▸ Exercise
Once the line containing "### Bug Report" has been copied, stop; copy every line before it exactly, beginning with the first line of the material below.

[Opening Material supplied section]

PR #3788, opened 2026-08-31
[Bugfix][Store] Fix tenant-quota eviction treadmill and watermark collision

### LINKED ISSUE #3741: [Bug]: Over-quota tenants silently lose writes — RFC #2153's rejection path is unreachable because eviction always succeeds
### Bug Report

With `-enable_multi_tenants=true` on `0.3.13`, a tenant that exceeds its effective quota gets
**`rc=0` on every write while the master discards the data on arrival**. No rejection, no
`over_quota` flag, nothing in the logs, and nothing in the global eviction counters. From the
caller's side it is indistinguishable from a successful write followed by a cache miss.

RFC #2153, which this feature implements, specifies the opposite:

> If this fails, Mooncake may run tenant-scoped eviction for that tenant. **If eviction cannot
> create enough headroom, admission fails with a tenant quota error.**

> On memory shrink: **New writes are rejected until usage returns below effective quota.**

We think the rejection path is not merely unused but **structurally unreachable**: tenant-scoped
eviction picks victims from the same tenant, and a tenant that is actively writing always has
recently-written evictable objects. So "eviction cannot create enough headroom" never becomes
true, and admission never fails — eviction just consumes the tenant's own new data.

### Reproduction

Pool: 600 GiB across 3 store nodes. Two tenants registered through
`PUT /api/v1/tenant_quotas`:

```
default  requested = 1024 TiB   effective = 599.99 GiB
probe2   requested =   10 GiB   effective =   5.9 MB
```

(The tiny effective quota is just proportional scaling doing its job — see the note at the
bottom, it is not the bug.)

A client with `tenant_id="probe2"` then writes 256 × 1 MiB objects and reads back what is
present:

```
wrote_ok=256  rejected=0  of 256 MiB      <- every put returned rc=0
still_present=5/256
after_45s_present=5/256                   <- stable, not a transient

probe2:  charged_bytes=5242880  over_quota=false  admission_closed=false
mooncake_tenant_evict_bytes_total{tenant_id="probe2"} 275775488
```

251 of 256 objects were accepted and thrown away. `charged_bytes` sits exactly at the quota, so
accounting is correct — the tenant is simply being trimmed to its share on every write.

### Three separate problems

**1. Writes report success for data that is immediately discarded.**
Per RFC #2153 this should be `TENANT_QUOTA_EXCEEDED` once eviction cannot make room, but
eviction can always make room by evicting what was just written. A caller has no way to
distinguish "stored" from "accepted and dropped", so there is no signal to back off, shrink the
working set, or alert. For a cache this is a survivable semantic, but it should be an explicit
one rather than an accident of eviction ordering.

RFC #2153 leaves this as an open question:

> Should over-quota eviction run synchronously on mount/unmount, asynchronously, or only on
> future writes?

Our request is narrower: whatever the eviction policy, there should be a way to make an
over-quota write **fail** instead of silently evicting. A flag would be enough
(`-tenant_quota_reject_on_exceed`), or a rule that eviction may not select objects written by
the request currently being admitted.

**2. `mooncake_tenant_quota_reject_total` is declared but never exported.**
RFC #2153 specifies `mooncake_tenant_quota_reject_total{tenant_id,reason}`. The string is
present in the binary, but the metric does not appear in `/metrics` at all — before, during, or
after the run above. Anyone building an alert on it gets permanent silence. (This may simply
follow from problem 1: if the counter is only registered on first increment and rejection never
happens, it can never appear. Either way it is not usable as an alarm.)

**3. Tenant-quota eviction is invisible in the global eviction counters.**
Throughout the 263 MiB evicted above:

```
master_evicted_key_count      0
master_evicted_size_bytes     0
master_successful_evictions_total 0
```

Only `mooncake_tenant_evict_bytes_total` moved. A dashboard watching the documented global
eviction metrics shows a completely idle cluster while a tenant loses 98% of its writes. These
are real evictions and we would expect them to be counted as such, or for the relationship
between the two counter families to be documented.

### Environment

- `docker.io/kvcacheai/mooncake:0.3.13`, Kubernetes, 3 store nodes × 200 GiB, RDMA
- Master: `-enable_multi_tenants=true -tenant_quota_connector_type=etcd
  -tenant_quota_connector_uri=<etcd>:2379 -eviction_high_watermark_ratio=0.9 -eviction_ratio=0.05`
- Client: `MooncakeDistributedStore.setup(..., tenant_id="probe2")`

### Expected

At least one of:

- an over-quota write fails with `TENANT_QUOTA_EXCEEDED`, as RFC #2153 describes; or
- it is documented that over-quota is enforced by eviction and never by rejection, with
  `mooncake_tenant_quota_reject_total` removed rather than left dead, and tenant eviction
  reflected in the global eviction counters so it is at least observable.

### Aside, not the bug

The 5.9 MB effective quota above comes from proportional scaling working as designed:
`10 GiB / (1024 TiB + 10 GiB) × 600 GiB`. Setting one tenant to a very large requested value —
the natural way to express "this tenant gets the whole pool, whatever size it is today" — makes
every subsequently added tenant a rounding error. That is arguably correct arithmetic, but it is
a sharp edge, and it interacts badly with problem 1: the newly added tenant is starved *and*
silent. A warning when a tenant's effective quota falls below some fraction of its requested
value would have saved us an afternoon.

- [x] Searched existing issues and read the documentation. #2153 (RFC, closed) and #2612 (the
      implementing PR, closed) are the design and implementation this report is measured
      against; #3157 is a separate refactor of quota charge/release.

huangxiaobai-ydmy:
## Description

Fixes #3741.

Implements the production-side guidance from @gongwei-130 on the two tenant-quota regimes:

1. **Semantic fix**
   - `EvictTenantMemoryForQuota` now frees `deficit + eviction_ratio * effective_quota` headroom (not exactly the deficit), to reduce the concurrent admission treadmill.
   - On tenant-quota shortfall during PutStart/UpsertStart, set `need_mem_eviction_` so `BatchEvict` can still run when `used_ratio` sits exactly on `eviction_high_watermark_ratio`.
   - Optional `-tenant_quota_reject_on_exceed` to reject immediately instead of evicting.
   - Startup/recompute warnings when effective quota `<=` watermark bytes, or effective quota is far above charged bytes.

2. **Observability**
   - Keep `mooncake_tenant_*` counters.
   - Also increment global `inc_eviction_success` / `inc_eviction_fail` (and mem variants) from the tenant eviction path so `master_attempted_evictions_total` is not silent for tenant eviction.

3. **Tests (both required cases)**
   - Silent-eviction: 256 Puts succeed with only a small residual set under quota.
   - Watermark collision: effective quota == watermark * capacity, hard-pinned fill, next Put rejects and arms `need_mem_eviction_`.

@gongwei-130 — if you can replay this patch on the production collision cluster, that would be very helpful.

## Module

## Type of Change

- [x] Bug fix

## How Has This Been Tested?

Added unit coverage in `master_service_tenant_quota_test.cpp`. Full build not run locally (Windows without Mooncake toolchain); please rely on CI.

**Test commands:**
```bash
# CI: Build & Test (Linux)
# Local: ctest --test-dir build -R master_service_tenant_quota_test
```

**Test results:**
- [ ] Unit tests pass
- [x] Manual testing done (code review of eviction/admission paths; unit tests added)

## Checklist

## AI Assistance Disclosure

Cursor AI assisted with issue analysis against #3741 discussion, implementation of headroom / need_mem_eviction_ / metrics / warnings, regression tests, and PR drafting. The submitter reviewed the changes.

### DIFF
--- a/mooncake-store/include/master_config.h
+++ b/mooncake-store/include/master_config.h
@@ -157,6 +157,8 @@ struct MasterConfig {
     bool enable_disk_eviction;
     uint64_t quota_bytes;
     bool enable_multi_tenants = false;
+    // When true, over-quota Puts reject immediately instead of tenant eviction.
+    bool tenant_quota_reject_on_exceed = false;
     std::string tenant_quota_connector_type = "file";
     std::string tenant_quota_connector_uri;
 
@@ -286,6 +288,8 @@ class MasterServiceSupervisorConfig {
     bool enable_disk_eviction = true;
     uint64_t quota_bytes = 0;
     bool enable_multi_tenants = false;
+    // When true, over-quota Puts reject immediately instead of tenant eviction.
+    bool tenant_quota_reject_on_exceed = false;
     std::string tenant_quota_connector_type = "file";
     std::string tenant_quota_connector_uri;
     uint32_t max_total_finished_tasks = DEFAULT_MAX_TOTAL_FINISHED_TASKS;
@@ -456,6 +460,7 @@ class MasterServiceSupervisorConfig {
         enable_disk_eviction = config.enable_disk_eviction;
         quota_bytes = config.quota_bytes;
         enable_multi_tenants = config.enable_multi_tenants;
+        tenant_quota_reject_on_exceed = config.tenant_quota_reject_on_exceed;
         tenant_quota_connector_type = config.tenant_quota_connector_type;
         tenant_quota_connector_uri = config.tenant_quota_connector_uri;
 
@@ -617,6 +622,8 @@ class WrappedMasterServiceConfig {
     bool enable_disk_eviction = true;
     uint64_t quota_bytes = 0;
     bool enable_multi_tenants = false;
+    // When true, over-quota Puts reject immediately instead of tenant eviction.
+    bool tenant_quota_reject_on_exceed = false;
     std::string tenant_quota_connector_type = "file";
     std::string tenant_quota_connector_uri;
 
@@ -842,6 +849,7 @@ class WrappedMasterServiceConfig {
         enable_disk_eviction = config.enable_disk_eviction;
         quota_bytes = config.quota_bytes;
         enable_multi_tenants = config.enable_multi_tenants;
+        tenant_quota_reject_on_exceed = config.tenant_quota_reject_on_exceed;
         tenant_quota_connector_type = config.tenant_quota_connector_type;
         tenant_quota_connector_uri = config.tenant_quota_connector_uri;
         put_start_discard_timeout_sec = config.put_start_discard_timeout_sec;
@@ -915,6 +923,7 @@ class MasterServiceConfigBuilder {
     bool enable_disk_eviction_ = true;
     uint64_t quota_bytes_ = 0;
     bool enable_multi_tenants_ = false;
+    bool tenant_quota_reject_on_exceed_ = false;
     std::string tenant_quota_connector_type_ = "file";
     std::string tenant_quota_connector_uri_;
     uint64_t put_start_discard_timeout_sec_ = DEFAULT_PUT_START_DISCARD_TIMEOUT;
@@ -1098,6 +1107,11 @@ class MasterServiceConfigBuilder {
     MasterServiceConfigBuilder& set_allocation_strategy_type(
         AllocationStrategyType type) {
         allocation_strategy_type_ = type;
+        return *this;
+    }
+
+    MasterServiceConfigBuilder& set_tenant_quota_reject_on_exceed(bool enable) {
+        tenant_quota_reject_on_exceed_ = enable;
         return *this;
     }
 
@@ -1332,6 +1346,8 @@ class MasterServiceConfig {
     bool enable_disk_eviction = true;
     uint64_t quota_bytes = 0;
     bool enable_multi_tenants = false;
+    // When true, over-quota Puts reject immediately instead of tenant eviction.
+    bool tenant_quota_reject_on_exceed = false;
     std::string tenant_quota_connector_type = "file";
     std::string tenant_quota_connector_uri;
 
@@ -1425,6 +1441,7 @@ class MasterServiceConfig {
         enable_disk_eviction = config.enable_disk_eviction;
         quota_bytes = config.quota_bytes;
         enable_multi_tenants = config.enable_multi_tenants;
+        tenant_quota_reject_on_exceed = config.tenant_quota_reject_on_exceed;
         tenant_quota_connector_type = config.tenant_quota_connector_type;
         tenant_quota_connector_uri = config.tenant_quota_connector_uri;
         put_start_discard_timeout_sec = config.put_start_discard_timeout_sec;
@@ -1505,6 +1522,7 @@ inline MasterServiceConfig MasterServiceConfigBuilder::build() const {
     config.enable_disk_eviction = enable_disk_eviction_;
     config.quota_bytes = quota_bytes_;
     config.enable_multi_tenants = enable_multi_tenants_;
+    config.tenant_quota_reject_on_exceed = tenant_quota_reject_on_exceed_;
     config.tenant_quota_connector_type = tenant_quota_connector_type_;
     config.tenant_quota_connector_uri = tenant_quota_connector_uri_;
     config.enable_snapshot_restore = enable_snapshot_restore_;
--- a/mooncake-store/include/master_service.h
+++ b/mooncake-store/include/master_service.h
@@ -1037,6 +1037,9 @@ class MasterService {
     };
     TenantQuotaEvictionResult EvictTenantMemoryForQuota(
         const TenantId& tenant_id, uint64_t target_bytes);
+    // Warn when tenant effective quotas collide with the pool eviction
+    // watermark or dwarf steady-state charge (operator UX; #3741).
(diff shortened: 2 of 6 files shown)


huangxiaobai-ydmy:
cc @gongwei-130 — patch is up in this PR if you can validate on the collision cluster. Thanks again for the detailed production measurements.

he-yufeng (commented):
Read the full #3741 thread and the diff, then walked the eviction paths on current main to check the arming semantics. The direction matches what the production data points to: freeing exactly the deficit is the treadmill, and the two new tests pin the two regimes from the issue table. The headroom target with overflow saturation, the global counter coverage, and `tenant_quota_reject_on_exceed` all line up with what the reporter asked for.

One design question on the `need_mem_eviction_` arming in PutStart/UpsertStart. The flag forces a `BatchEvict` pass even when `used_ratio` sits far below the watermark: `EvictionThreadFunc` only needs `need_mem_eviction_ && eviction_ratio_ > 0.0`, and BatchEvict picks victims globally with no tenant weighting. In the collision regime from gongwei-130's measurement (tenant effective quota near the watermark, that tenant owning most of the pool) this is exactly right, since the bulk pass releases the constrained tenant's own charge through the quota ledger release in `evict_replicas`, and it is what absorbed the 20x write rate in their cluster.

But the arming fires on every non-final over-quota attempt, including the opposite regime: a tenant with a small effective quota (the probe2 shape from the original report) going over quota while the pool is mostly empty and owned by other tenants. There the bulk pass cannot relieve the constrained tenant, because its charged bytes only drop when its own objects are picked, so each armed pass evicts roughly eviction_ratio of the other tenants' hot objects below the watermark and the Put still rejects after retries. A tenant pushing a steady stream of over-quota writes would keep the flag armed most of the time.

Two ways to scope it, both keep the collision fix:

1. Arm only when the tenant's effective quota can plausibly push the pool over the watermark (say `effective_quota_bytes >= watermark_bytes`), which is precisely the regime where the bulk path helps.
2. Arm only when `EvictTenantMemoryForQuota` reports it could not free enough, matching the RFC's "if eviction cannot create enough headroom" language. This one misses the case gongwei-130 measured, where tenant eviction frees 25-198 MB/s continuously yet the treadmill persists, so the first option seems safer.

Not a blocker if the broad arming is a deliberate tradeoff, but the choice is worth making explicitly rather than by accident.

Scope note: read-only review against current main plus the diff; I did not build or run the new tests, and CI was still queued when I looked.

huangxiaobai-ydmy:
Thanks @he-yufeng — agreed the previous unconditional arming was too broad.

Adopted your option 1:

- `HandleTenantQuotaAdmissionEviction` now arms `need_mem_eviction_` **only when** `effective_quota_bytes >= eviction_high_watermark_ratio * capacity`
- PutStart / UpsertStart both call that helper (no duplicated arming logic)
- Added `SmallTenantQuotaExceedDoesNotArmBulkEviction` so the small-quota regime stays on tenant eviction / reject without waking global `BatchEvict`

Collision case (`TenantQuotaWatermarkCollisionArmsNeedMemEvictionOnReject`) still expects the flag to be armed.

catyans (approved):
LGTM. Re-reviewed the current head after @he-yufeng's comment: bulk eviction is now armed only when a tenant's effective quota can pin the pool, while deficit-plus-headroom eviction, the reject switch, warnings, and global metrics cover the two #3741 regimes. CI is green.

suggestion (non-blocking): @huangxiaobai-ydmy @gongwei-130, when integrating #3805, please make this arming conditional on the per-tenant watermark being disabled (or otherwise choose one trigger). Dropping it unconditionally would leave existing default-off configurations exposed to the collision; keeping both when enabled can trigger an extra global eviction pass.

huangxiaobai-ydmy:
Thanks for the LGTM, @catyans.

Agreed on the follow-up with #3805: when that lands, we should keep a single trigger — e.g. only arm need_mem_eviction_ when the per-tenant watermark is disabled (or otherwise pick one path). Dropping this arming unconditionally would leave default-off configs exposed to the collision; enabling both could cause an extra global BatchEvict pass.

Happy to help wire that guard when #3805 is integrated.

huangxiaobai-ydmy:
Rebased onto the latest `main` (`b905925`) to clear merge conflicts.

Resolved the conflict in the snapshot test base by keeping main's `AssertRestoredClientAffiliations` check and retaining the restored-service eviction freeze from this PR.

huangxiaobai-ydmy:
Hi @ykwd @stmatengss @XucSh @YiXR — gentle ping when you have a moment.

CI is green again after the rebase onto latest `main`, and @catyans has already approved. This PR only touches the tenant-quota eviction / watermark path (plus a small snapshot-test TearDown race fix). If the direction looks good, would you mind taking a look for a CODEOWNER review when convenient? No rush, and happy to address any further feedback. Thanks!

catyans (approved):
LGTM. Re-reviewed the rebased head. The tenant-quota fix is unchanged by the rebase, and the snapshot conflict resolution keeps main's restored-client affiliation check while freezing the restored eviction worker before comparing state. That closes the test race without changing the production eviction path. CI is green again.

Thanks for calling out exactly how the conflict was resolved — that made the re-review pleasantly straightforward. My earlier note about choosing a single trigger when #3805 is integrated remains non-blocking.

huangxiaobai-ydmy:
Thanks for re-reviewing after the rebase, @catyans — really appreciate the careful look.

[Closing Material supplied section]

▸ Result
PR #3788, opened 2026-08-31
[Bugfix][Store] Fix tenant-quota eviction treadmill and watermark collision

### LINKED ISSUE #3741: [Bug]: Over-quota tenants silently lose writes — RFC #2153's rejection path is unreachable because eviction always succeeds
### Bug Report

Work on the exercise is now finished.